The decision between cremation vs burial is a very personal one, often involving faith, family tradition, and personal beliefs. Cost can also be a consideration because there is a substantial difference between cremation costs and burial costs.
Many people think of cremation as the cheaper option, but the cost of cremation vs burial can be very close depending on the services and products you buy. When you choose cremation, you’re paying not only for the cremation itself but also your choice of urn and (in some cases) a vault or crypt. When you choose burial, you’re paying for the embalming, your choice of casket, and the actual opening and closing of the grave. In both cases, you’re likely paying for the transportation of the deceased as well.
In addition to these costs, you could be responsible for decisions about viewings, whether to have a memorial or funeral service, arranging family transportation, and gathering all of the official paperwork. Each of these comes with additional costs – some small, some very large.
The National Funeral Directors Association’s (NFDA) most recent survey of costs for funerals and cremations estimates the median cost of a funeral with burial to be around $9,420 and the median cost of a funeral with viewing and cremation to be about $6,970. In both cases, however, certain choices will increase the expenses.
Understanding the basics of each service ahead of time can help you make an informed decision now, preventing your loved ones from experiencing unnecessary stress and confusion when you pass. Here’s a breakdown of the process and cost of cremation vs burial, as well as a general idea of how high the prices of certain choices can be.
The choice between cremation vs burial is a deeply personal one. When people work on their prepaid funeral plans and think about what will happen to their body after they pass, they often have many questions about the differences in these processes.
Take a look at the following information to see what this entails.
Cremation laws vary from state to state; however, there are some regulations concerning preparation and transportation that are consistent across the country. Here’s what you need to know before, during, and after the cremation process.
Depending on the state, funeral directors must wait for a time of up to 48 hours between the death and the cremation is performed. Officials use this time to complete the required authorization forms and ensure that the necessary permits are completed and collected.

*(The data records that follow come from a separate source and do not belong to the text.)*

PR #845, opened 2023-02-11
build: update to use new generic neutrino/cache package 

Roasbeef:
We also update the min Go version to 1.18, and start to build against Go 1.20.


guggero (approved):
LGTM :tada:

Before the cremation begins, family members can say goodbye, perform rites of passage, or conduct a funeral service. If a funeral or visitation service occurs, the family can collect any personal possessions or valuable materials – such as jewelry or other personal objects – after the service.

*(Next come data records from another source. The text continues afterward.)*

PR #851, opened 2023-03-14
wallet: improve logging around transaction broadcast failures

guggero:
Because the returned error is not always logged by the caller, we want to make sure we log the _cause_ of the failure when transaction broadcasting fails.
In addition we also log the raw transaction as hex in order to allow manual broadcasting in specific cases.

### DIFF
--- a/wallet/wallet.go
+++ b/wallet/wallet.go
@@ -3667,6 +3667,7 @@ func (w *Wallet) publishTransaction(tx *wire.MsgTx) (*chainhash.Hash, error) {
 	// node that already has it in their mempool.
 	// https://github.com/bitcoin/bitcoin/blob/9bf5768dd628b3a7c30dd42b5ed477a92c4d3540/src/validation.cpp#L590
 	case match(err, "txn-already-in-mempool"):
+		log.Infof("%v: tx already in mempool", txid)
 		return &txid, nil
 
 	// If the transaction has already confirmed, we can safely remove it
@@ -3704,6 +3705,7 @@ func (w *Wallet) publishTransaction(tx *wire.MsgTx) (*chainhash.Hash, error) {
 				"from unconfirmed store: %v", tx.TxHash(), dbErr)
 		}
 
+		log.Infof("%v: tx already confirmed", txid)
 		return &txid, nil
 
 	// If the transactions is invalid since it attempts to double spend a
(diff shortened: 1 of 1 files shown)


guggero:
cc @yyforyongyu.

wallet/wallet.go
```diff
@@ -3704,6 +3710,7 @@ func (w *Wallet) publishTransaction(tx *wire.MsgTx) (*chainhash.Hash, error) {
 				"from unconfirmed store: %v", tx.TxHash(), dbErr)
 		}
 
+		log.Infof("%v: tx already in confirmed", txid)
```
yyforyongyu, line 3713:
```suggestion
		log.Infof("%v: tx already confirmed", txid)
```

wallet/wallet.go
```diff
@@ -3809,6 +3819,8 @@ func (w *Wallet) publishTransaction(tx *wire.MsgTx) (*chainhash.Hash, error) {
 	} else {
 		log.Infof("Removed invalid transaction: %v",
 			spew.Sdump(tx))
+		log.Infof("Removed invalid transaction: %x",
```
yyforyongyu, line 3822: Could the above `spew` be removed now?

wallet/wallet.go
```diff
@@ -3667,6 +3672,7 @@ func (w *Wallet) publishTransaction(tx *wire.MsgTx) (*chainhash.Hash, error) {
 	// node that already has it in their mempool.
 	// https://github.com/bitcoin/bitcoin/blob/9bf5768dd628b3a7c30dd42b5ed477a92c4d3540/src/validation.cpp#L590
 	case match(err, "txn-already-in-mempool"):
+		log.Infof("%v: tx already in mempool", txid)
```
yyforyongyu, line 3675: Should these be warning or info?

wallet/wallet.go
```diff
@@ -3646,8 +3646,13 @@ func (w *Wallet) publishTransaction(tx *wire.MsgTx) (*chainhash.Hash, error) {
 	var (
 		txid      = tx.TxHash()
 		returnErr error
+		txRaw     bytes.Buffer
 	)
 
+	// The serialized transaction is for logging only, don't fail on the
+	// error.
+	_ = tx.Serialize(&txRaw)
```
yyforyongyu, line 3654: Not sure how costly is this `Serialize` method, but it seems we can call it at L3822 to save a few CPU cycles.

wallet/wallet.go
guggero: I think that's nice and useful to have as well since it allows you to quickly see more details about the TX. And the hex is useful if you want to manually re-broadcast for whatever reason.

wallet/wallet.go
guggero: Given that the original `Removed invalid transaction` is info, I went with info as well. Warn would probably lead to too many questions from concerned users. Normally this isn't cause for concern as it could just be a sweep attempt that was later replaced with a higher fee transaction.

wallet/wallet.go
guggero: Good point, done.

yyforyongyu (approved):
LGTM🥳

Roasbeef (approved):
LGTM 👑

All cremations are performed individually. The staff begins by placing the casket or container in the cremation chamber.
This chamber can reach temperatures between 1,400 and 1,800 degrees Fahrenheit, ensuring all remains are completely processed. The process typically takes 1 - 3 hours, depending on the size and weight of the body.
A cooling period follows the cremation to allow the remains to cool enough so staff can handle them. The remains will weigh between 3-9 pounds and are usually white.

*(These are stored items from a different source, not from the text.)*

PR #852, opened 2023-03-20
Verify psbt input data before finalizing

ziggie1984:
This relates to lightningnetwork/lnd#7527 and btcsuite/btcd#1964.

This would be my solution where I would fix the problem in lnd, happy to here your thoughts.

Or should we maybe directly check this in the lnd project/package ?

### DIFF
--- a/wallet/psbt.go
+++ b/wallet/psbt.go
@@ -383,8 +383,9 @@ func (w *Wallet) FinalizePsbt(keyScope *waddrmgr.KeyScope, account uint32,
 	packet *psbt.Packet) error {
 
 	// Let's check that this is actually something we can and want to sign.
-	// We need at least one input and one output.
-	err := psbt.VerifyInputOutputLen(packet, true, true)
+	// We need at least one input and one output. In addition each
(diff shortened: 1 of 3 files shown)


wallet/psbt.go
```diff
@@ -462,9 +463,9 @@ func (w *Wallet) FinalizePsbt(keyScope *waddrmgr.KeyScope, account uint32,
 			if keyScope == nil {
 				// If a key scope wasn't specified, then coin
 				// selection was performed from the default
-				// wallet accounts (NP2WKH, P2WKH), so any key
-				// scope provided doesn't impact the result of
-				// this call.
+				// wallet accounts (NP2WKH, P2WKH, P2TR), so any
+				// key scope provided doesn't impact the result
+				// of this call.
```
positiveblue, line 468: :+1:

guggero:
I pushed a new tag `v1.1.8` for the `github.com/btcsuite/btcd/btcutil/psbt` package.

guggero (approved):
LGTM, thanks for the fix :tada:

Unless specified otherwise, the urn or container chosen to house the remains is returned to the family or the designated cemetery or funeral home. There are several options when deciding the final resting place of the remains. These include:
Regardless of the service selected, the first step of the burial process is bathing and disinfecting the body. Doing this helps protect the funeral staff, visiting friends, and family, and it provides a measure of dignity and respect for the deceased.
The family or friends in charge of the funeral arrangements determine the next steps. The body can be embalmed for a traditional funeral service or placed in refrigeration if being transported to another state.
If the decedent died while out of town or the family chooses a burial in a different location, arrangements must be made to transport the body to its final resting place. Typically, a funeral provider will make transportation arrangements because of their understanding of the specific requirements for transporting bodies.
If embalming is required or chosen by the family, a licensed embalmer is used to perform the service. In most cases, the funeral director is the licensed embalmer, which makes organizing these arrangements easier.
Embalming occurs when the staff replaces the body’s blood with chemical preservatives through the circulatory system. There is no state law requiring embalming, although some states may require embalming or refrigeration if the burial doesn’t take place within a certain period.
Refrigeration is often an acceptable alternative to embalming. Some services – such as immediate burial – don’t require embalming.
If a viewing is part of the service, the family will need to select clothing and mementos (such as jewelry and glasses) for the decedent. Anything worn by the decedent during the viewing can be returned to the family before the burial takes place (or left with the deceased). Cosmetics are applied, and the hair is styled according to the family’s wishes.
What happens next depends on the type of funeral performed. Traditional funerals typically include transporting the body to a cemetery or other gravesite. In some cases, an official will perform a graveside service.